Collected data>

PR #155, opened 2024-04-23
Parse page ranges following citeproc

DerDrodt:
This PR depends on typst/citationberg#7.

Allows for `page-range` field to have multiple ranges, as in `1-4 & 7-12, 13, 14\-19`.

Each of these is split into parts:
- Commas as `,`
- Ampersands like `&`
- Single pages like `13`
- Escaped ranges like `14\-19`, where the hyphen will not be replaced by the given separator
- Ranges like `1-4`

Ranges are given to citationberg to format depending on the format rule per the CSL spec.


reknih:
I have fixed the compile error and removed the provisional error message. I noticed that there were a few test regressions:

<details>
❌ Test label_EmptyLabelVanish should pass but failed<br>
❌ Test locale_PageRangeDelimiterTermDefined should pass but failed<br>
❌ Test locale_PageRangeDelimiterTermFrenchUndef should pass but failed<br>
❌ Test number_PageFirst should pass but failed<br>
❌ Test number_StrangeError should pass but failed<br>
❌ Test page_Chicago should pass but failed<br>
❌ Test page_Chicago16 should pass but failed<br>
❌ Test page_NumberPageFirst should pass but failed<br>
❌ Test page_PluralDetectWithEndash should pass but failed<br>
❌ Test page_WithLocaleAndWeirdDelimiter should pass but failed<br>
❌ Test virtual_PageFirst should pass but failed
<summary>citeproc regressions</summary>
</details>

Chicago, for example, seems to be reversed in terms of what numbers it omits. It would be great if you could check what's going wrong here and if there's a common cause!

Drodt:
There was a minor bug in the page range formats for citationberg that I fixed.

Besides that I put `page` into its own variable kind, as it behaves quite different from other variables. With these changes, all tests pass and I even managed to get one more to pass.

Look into the design changes, especially for citationberg, and let me know if you want something changed.

reknih:
I merged https://github.com/typst/citationberg/pull/14 with two comments added, thank you!

Drodt:
From my POV this is good to merge. There might be further work down the line but this is worth an update imo

src/csl/rendering/mod.rs
```diff
@@ -393,7 +392,11 @@ fn label_pluralization(
         LabelPluralize::Contextual => match variable {
             NumberVariableResult::Regular(MaybeTyped::String(_)) => false,
             NumberVariableResult::Regular(MaybeTyped::Typed(n)) => {
-                n.is_plural(label.variable.is_number_of_variable())
+                if let NumberOrPageVariable::Number(v) = label.variable {
+                    n.is_plural(v.is_number_of_variable())
+                } else {
+                    panic!("Incompatiable variable types")
+                }
```
reknih, line 399: It would be nice to enforce this on a type system level but it's okay for now

reknih (commented):
I have made a few changes to the comparison functions and the `resolve_page_variable` function. Thank you for your work!

PR #174, opened 2024-05-26
Fix not using short titles

pjtsearch:
This PR is to address issue #173, which was that hayagriva did not use the BibTex `shorttitle` field for short titles in CSL. In order to fix this issue, I made two changes:

1. In [interop.rs](https://github.com/typst/hayagriva/compare/main...pjtsearch:fix-short-titles?expand=1#diff-f2d7ad31a3f6f942aa18f5b56f944448cdf5f10c83d0ea16e39caf36157247c7), I added functionality for detecting if the BibTex `shorttitle` exists and adding it to the `FormatString` if it does.
2. In [taxonomy.rs](https://github.com/typst/hayagriva/compare/main...pjtsearch:fix-short-titles?expand=1#diff-702ef24022db1313b47f2d64bc684ce2aee610ab03badbf79cf6cb50eb692559), I fixed the code for `StandardVariable::Title` and `StandardVariable::TitleShort` being switched around. Previously, hayagriva would always select the short title for `StandardVariable::Title`, but would choose between the short title and long title for `StandardVariable::TitleShort`, which is obviously incorrect behavior. It appears that the behavior for `StandardVariable::TitleShort` was mistakenly placed in `StandardVariable::Title`. I fixed this issue by simply switching the code around.

### DIFF
--- a/src/csl/taxonomy.rs
+++ b/src/csl/taxonomy.rs
@@ -329,13 +329,13 @@ impl EntryLike for Entry {
                 .map(|f| f.select(form))
                 .map(Cow::Borrowed),
             StandardVariable::Status => None,
-            StandardVariable::Title => entry
+            StandardVariable::Title => {
+                entry.title().map(|f| f.select(form)).map(Cow::Borrowed)
+            }
+            StandardVariable::TitleShort => entry
                 .title()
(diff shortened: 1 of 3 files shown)


reknih:
Looks good, thank you!

PR #266, opened 2019-07-22
This will convert output of cfn_nag to csv

munntjlx:
This would take the output of cfn_nag_rules and output to csv. Its a bit pedantic but it works.

### DIFF
--- a/scripts/cfnrules2csv.pl
+++ b/scripts/cfnrules2csv.pl
@@ -1,0 +1,7 @@
+#!/usr/local/bin/perl -w
+while (<>) {
+  $correctedvariable = $_;
+  $correctedvariable =~ s/(^\S+)/$1\,/g;
+  $correctedvariable =~ s/, /,/g;
+  print $correctedvariable;
+}


jesseadams:
I think this may best be implemented as an official `output-format` of `csv`.

munntjlx:
I would be happy to do that. Will submit later today or tomorrow.  I am assuming from stdin, so I can use a foreach loop instead of a while if you prefer.  Not sure how to directly integrate with ruby, as I am a ruby novice. The regexes are the important parts, I expect.

Sincerely,

Thomas J. Munn
Consulting Security Engineer
LexisNexis


On 7/22/19, 14:41, "Mr-Lizard" <notifications@github.com<mailto:notifications@github.com>> wrote:


*** External email: use caution ***



@Mr-Lizard commented on this pull request.

Works nicely - short, simple, sweet ! One suggestion though, since it's a utility to specifically convert cfn_nag_rules output, you could make the program do that directly by using

foreach (cfn_nag_rules) {

For your loop instead of the while.

twellspring:
@munntjlx, thanks for your work on this. I agree with @jesseadams that we should put this in code. I was looking at adding more output formats due to another user's question. 

I have created https://github.com/stelligent/cfn_nag/issues/269
I'll be working on this next week

twellspring:
@munntjlx Closing this PR because #269 was just merged which provides csv and json formatted output.

Issue #77, opened 2017-10-18
Replace godawful publish.sh with a readable Ruby version


erickascic:
if you pick this up, I have some code to start with

erickascic:
https://www.pivotaltracker.com/story/show/164842070

juddmon:
PR https://github.com/stelligent/cfn_nag/pull/365

PR #274, opened 2019-07-31
#77 Convert publish.sh script to ruby

twellspring:
Replace godawful publish.sh with a readable Ruby version

**This PR needs testing**
The publish.rb has specs and passes those tests, but there is currently no environment for testing it in an end-to-end manner.


twellspring:
Close ... accidentally put another issue on this PR. I will open 2 new PRs

Issue #273, opened 2019-07-30
New rule to warn on ipProtocol -1


atkinsonm:
Setting `IpProtocol: '-1'` can produce unexpected results. Per the [docs](https://docs.aws.amazon.com/AWSCloudFormation/latest/UserGuide/aws-properties-ec2-security-group-rule.html#cfn-ec2-security-group-rule-ipprotocol), when `-1` is used, `ToPort` and `FromPort` are essentially ignored and access is granted on all ports from all protocols.

I believe this configuration should be treated the same as W27 and throw a warning for port ranges instead of single ports.

Credit to @grolston for the original find.

twellspring:
@atkinsonm Thanks for the input. Yes having a warning for this makes sense.

Mr-Lizard:
I have to ask - what is meant by a 'dangling' egress/ingress ?

Mr-Lizard:
created PR for this - [# 279](https://github.com/stelligent/cfn_nag/pull/279)

erickascic:
> I have to ask - what is meant by a 'dangling' egress/ingress ?

the egress/ingress is "dangling" if there is a resource for an ingress or egress in a given cfn template, but the security group it attaches to is NOT in the same template.  for example template1 could define a security group.  the template2 could accept an sg-id as a Parameter and create an egress/ingress rule using that sg-id.

Mr-Lizard:
Thanks, I couldn't find a definition anywhere for that.

atkinsonm:
Thanks all!

PR #279, opened 2019-08-08
#273 - New rule to warn on ipProtocol -1

Mr-Lizard:
Ok,let's get this party started !


lib/cfn-nag/custom_rules/SecurityGroupEgressPortRangeRule2.rb
```diff
@@ -0,0 +1,38 @@
...
+    'W40'
+  end
+
+  ##
+  # This will behave slightly different than the legacy jq based rule which was
+  # targeted against inline ingress only
+  def audit_impl(cfn_model)
+    violating_security_groups = cfn_model.security_groups.select do |security_group|
+      violating_egresses = security_group.egresses.select do |egress|
+        egress.ipProtocol == -1 && egress.fromPort != egress.toPort
```
erickascic: so i'm trying to grok this version of the rule vs. the existing rule.  the existing rule warns on any port ranges.... this warns when a rule has all protocols and a port range, so it's going to double up the violations.

i guess the question to ask is whether it should always be a warning where all protocols are allowed?  my gut at this point is to make this rule about just ipProtocol, and leave the port range to the other rule.

on a technical note - i think you need to make sure -1 and "-1" are take care of?

given it's just about the protocol, i''d change the name of the class to reflect that -  SecurityGroupEgressAllProtocolsRule

Mr-Lizard: Well, I wasn't happy about the name myself, so I'm glad a more succinct one has been suggested.

Will change code to just regard ipProtocol.

So all port ranges in general are considered suspicious ?

erickascic: yea... "suspicious" might be too strong a word but.... it's a warning to make sure you meant to open up that many ports.  there are legit reasons to do it, so it's not a failing violation....

Mr-Lizard: Ah, good.  I knew some clients have to open up the ephemeral port range, because the server would reply on a random port.  But I had no idea how servers behaved.

Mr-Lizard:
@erickascic, changes ready for review

Issue #75, opened 2017-10-18
Look for AdministratorAccess managed policy in IAM Role


erickascic:
If IAM::Role has ManagedPolicyArns that include AdministratorAccess, or any other uber powerful AWS managed policies...this should at least be a warning

melusom:
I'd also add `PowerUserAccess` and `IAMFullAccess` to that list. Rule suppression will allow users to ignore this warning for certain resources, but I think we can generally agree that this is not the recommended config and should be called out.

erickascic:
https://www.pivotaltracker.com/story/show/164842072

PR #293, opened 2019-10-15
Iam AdministratorAccess managed policy rule

mcahill7:
PR for Look for AdministratorAccess managed policy in IAM Role #75
https://github.com/stelligent/cfn_nag/issues/75


lib/cfn-nag/custom_rules/IamRoleAdministratorAccessPolicyRule.rb
```diff
@@ -0,0 +1,29 @@
...
+  def rule_text
+    'IAM role should not have AdministratorAccess policy'
+  end
+
+  def rule_type
+    Violation::WARNING
+  end
+
+  def rule_id
+    'W25'
```
erickascic: W25 used to be something i forgot... probably something with security groups that got collapsed.  can you bump this to something higher? W38 maybe?

lib/cfn-nag/custom_rules/IamRoleAdministratorAccessPolicyRule.rb
```diff
@@ -0,0 +1,29 @@
...
+  end
+
+  def audit_impl(cfn_model)
+    violating_roles = cfn_model.resources_by_type('AWS::IAM::Role').select do |role|
+      violating_policies = role.managedPolicyArns.select do |policy|
```
erickascic: this is fine, but you could just do a "find" instead - quit after the first one since it only takes one to violate

spec/test_templates/json/iam_role/iam_role_with_administratoraccess_policy.json
```diff
@@ -0,0 +1,23 @@
...
+            "Statement": [ {
+              "Effect": "Allow",
+              "Principal": {
+                "Service": [ "ec2.amazonaws.com" ],
+                "AWS" : "arn:aws:iam::324320755747:root"
+              },
+              "Action": ["sts:AssumeRole"]
+            } ]
+          },
+          "ManagedPolicyArns" : [ "arn:aws:iam::aws:policy/AdministratorAccess" ]
```
erickascic: this is likely good enough given how much other testing there is against IAM roles, but generally i would suggest also including a "positive" test whereby your prove the rule/violation _won't_ be triggered.

PR #294, opened 2019-10-18
Modify Rule W43 to include warning for PowerUserAccess and IAMFullAccess

mcahill7:
Modify Rule W43 to include warning for PowerUserAccess and IAMFullAccess

https://github.com/stelligent/cfn_nag/issues/75


Mr-Lizard:
Is there an issue this corresponds to ?

lib/cfn-nag/custom_rules/IamRoleElevatedManagedPolicyRule.rb
```diff
@@ -0,0 +1,29 @@
...
+  end
+
+  def rule_id
+    'W43'
+  end
+
+  def audit_impl(cfn_model)
+    violating_roles = cfn_model.resources_by_type('AWS::IAM::Role').select do |role|
+      role.managedPolicyArns.find do |policy|
+        policy.include?('arn:aws:iam::aws:policy/AdministratorAccess') ||
```
erickascic: if you are still available to work on this.... i'd prefer not to delete/replace a rule that has already been out in the wild.  there is a "provenance" issue from changing what rules do.  like an artifact pushed to a binary repo - rules should be immutable beyond bug fixes. i would keep W43 as is, then add this "elevated privilege" rule to include power user and iam full access.  rest of it looks good though.

one small nit - i'd create a "predicate" function that takes a policy and spits out yea/nay so that the rule invokes it vs. a long disjunctive expression

Issue #253, opened 2019-07-02
Create remaining Password property rules


phelewski:
Add in the missing Resource/Property rules for passwords, tokens, and keys.

Current missing items:
- AWS::Amplify::App.BasicAuthConfig
  - [x] Password
- AWS::DMS::Endpoint.MongoDbSettings
  - [x] Password
- AWS::AppStream::DirectoryConfig.ServiceAccountCredentials
  - [x] AccountPassword
- AWS::OpsWorks::Stack.RdsDbInstance
  - [x] DbPassword
- AWS::Amplify::Branch.BasicAuthConfig
  - [x] Password
- AWS::IAM::User.LoginProfile
  - [x] Password
- AWS::OpsWorks::App.SslConfiguration
  - [x] PrivateKey
- AWS::OpsWorks::Stack.Source
  - [x] Password
- AWS::EMR::Cluster.KerberosAttributes
  - [x] ADDomainJoinPassword
  - [x] CrossRealmTrustPrincipalPassword
  - [x] KdcAdminPassword
- AWS::AmazonMQ::Broker.User
  - [x] Password
- AWS::KinesisFirehose::DeliveryStream.RedshiftDestinationConfiguration
  - [x] Password
- AWS::OpsWorks::App.Source
  - [x] Password
- AWS::KinesisFirehose::DeliveryStream.SplunkDestinationConfiguration
  - [x] HECToken
- ~~Alexa::ASK::Skill.AuthenticationConfiguration~~
  - ~~[ ] ClientSecret~~ Save this for another issue as it doesn't follow the `AWS::` format
- ~~Alexa::ASK::Skill.AuthenticationConfiguration~~
  - ~~[ ] RefreshToken~~ Save this for another issue as it doesn't follow the `AWS::` format
- AWS::CodePipeline::Webhook.WebhookAuthConfiguration
  - [x] SecretToken
- AWS::Amplify::App
  - [x] OauthToken
  - [x] AccessToken
- ~~AWS::CloudFormation::CustomResource~~
  - ~~[ ] ServiceToken~~ Not a secured value
- AWS::Pinpoint::APNSChannel
  - [x] TokenKey
  - [x] PrivateKey
- AWS::Pinpoint::APNSSandboxChannel
  - [x] TokenKey
  - [x] PrivateKey
- AWS::ElastiCache::ReplicationGroup
  - [x] AuthToken
- AWS::Pinpoint::APNSVoipSandboxChannel
  - [x] TokenKey
[...]

PR #298, opened 2019-10-24
Adding custom rules and tests for issue #253 - AWS::IAM::User.LoginPr…

tmcelhattan:
Adding custom rules and tests for issue #253 - AWS::IAM::User.LoginProfile password property rules


lib/cfn-nag/custom_rules/IamUserLoginProfilePasswordResetRule.rb
```diff
@@ -0,0 +1,26 @@
+# frozen_string_literal: true
+
+require "cfn-nag/violation"
+require_relative "base"
+
+class IamUserLoginProfilePasswordResetRule < BaseRule
+  def rule_text
+    "IAM User Login Profile should exist and have PasswordResetRequired property set to true"
```
erickascic: make sure to use single quotes if you don't need interpolation.

lib/cfn-nag/custom_rules/IamUserLoginProfilePasswordResetRule.rb
```diff
@@ -0,0 +1,26 @@
...
+    Violation::WARNING
+  end
+
+  def rule_id
+    "W50"
+  end
+
+  def audit_impl(cfn_model)
+    violating_iam_users = cfn_model.resources_by_type("AWS::IAM::User").select do |iam_user|
+      iam_user.loginProfile["PasswordResetRequired"].nil? || iam_user.loginProfile["PasswordResetRequired"].to_s == "false"
```
erickascic: make sure to use the proper truthy? predicate here.  cfn is "weakly typed" when it comes to boolean values

a few things:
1. this code is going to fail when loginProfile isn't there.  it's not a required field
2. i'm not sure what the proper behavior is here.... i guess if there is a login profile, the password should be noecho and reset must be required?

tmcelhattan:
@erickascic  Also made some additional refactors here as well based on the MQbroker PR.

Issue #299, opened 2019-10-28
Rule for api gateway access logging enabled


pethers:
Validate that AccessLogSetting(https://docs.aws.amazon.com/AWSCloudFormation/latest/UserGuide/aws-properties-apigateway-deployment-stagedescription.html) contains a value for DestinationArn and Format.

Probably have time to implement it myself, but just wanted to create an issue as well.

PR #300, opened 2019-10-28
Rule for api gateway access logging enabled https://github.com/stelligent/cfn_nag/issues/299

pethers:


erickascic:
released in 0.4.24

Problem to work on> "commented" is the word to look for; copy every line of the data that has it.

Answer to the exercise>
reknih (commented):
@Mr-Lizard commented on this pull request.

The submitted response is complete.